Ok read it (12.5.1, right).

>> target and relogin back. If we rely on 60 sec eh_abort_handler, and if
>> ABTS times out, SCSI error handling will go to LUN RESET, TGT reset
>> path, which is a generic error handling than transport specific error
>> handling.
>
> If that is right, then it seems the other FC drivers are doing it wrong
> then, and you hit that problem if someone sets the scsi cmd timer lower
> than BNX2FC_IO_TIMEOUT. If that is right, that just does not seem right
> to hack around the issue in the driver too.

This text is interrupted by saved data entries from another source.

PR #470, opened 2021-09-04
Change Plex fallback url if run in docker

twolaw:
`PLEX_FALLBACKURL=http://localhost:32400` in **.env** is irrelevant if script runs inside a docker container. In this case, _localhost_ refers to the container only but Plex is not in the same container.

This PR adds code to detect (during Plex credentials setup) if run inside docker, find container host ip adress and write `PLEX_FALLBACKURL=http://ip_address:32400` instead. 
172.17.0.1 is the default ip address of container's host.

This is not an important issue because the PLEX_FALLBACKURL is used only as last resort, when Plex connection fails.

~~Docker detection is made through _/.dockerenv_ file or _/proc/self/cgroup_ content.~~
~~_Another solution would be to create a dedicated environment variable (such as RUN_IN_DOCKER) at container creation so it could be read during setup._~~

### DIFF
--- a/plex_trakt_sync/commands/plex_login.py
+++ b/plex_trakt_sync/commands/plex_login.py
@@ -2,6 +2,8 @@ from datetime import datetime, timedelta
 from functools import partial
 from os import environ
 from typing import List
+from subprocess import check_output
+import socket
 
 import click
 from click import Choice
@@ -171,7 +173,17 @@ def plex_login(username, password):
     CONFIG["PLEX_USERNAME"] = user
     CONFIG["PLEX_TOKEN"] = token
     CONFIG["PLEX_BASEURL"] = plex._baseurl
-    CONFIG["PLEX_FALLBACKURL"] = "http://localhost:32400"
+    if environ.get("PTS_IN_DOCKER"):
+        try:
+            host_ip = socket.gethostbyname("host.docker.internal")
+        except socket.gaierror:
+            try:
+                host_ip = check_output("ip -4 route show default | awk '{ print $3 }'", shell=True).decode().rstrip()
+            except:
+                host_ip = "172.17.0.1"
+        CONFIG["PLEX_FALLBACKURL"] = f"http://{host_ip}:32400"
+    else:
+        CONFIG["PLEX_FALLBACKURL"] = "http://localhost:32400"
     CONFIG.save()
 
     click.echo(SUCCESS_MESSAGE)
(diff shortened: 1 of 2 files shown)


glensc:
I think it's better just add ENV to Dockerfile: `PTS_IN_DOCKER=1`

glensc:
also, the default is not that universal, so maybe there's little point in all this?

```
➔ docker-compose run --entrypoint 'sh -c'  plex-trakt-sync  'ip addr show'|grep inet
Creating plextraktsync_plex-trakt-sync_run ... done
    inet 127.0.0.1/8 scope host lo
    inet 172.21.0.2/16 brd 172.21.255.255 scope global eth0
```

twolaw:
Updated with ENV in Dockerfile and host ip read at setup.

plex_trakt_sync/commands/plex_login.py
```diff
@@ -171,7 +171,14 @@ def plex_login(username, password):
     CONFIG["PLEX_USERNAME"] = user
     CONFIG["PLEX_TOKEN"] = token
     CONFIG["PLEX_BASEURL"] = plex._baseurl
-    CONFIG["PLEX_FALLBACKURL"] = "http://localhost:32400"
+    if environ.get("PTS_IN_DOCKER"):
+        try:
+            host_ip = check_output("ip -4 route show default | awk '{ print $3 }'", shell=True).decode().rstrip()
```
glensc, line 176: perhaps we should try host.docker.internal name first. it exists in docker for mac and docker for windows

- https://docs.docker.com/desktop/mac/networking/

```
➔ docker-compose run --entrypoint 'sh -c'  plex-trakt-sync  'getent hosts host.docker.internal'
Creating plextraktsync_plex-trakt-sync_run ... done
192.168.65.2      host.docker.internal  host.docker.internal
```

```
➔ docker-compose run --entrypoint 'python -c'  plex-trakt-sync  'import socket; print(socket.gethostbyname("host.docker.internal"));'
Creating plextraktsync_plex-trakt-sync_run ... done
192.168.65.2
```

glensc:
LGTM

glensc (approved):

twolaw:
Do you think I need to force-push again because I used 4 spaces instead of TAB in Dockerfile ENV command ?

glensc:
@twolaw do if you wish. I gave my LGTM for merge already.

So if your reading of 12.5.1 is right then libfc is wrong and it seems 
other drivers (if they are not doing some magic in firmware) are wrong too.

My confidence in my FCP skills are very shaken right now :) I am not 
sure I what I was thinking when I read it and reviewed libfc. I think 
you need to discuss this out the fcoe list people and James Smart and 
Andrew Vasquez.

I think some of them disagree with the other aborting commands (or maybe 
just disagree about some of the details), so that should be discussed too.

But if you are right then you cannot work around this in a driver 
specific way. You need to change libfc and the fc class in a way that 
the error strategy is correct. For example from fc_timed_out you could 
kick off the abort. I was slightly off on the other comment about libfc 
not doing a abort from their internal timeout handler. They do an abort 
still, but if that fails they let the scsi eh run eventually. I thought 
they were going to clean that up too when they removed their internal 
timer value in the "libfc: use rport timeout values for fcp recovery" patch.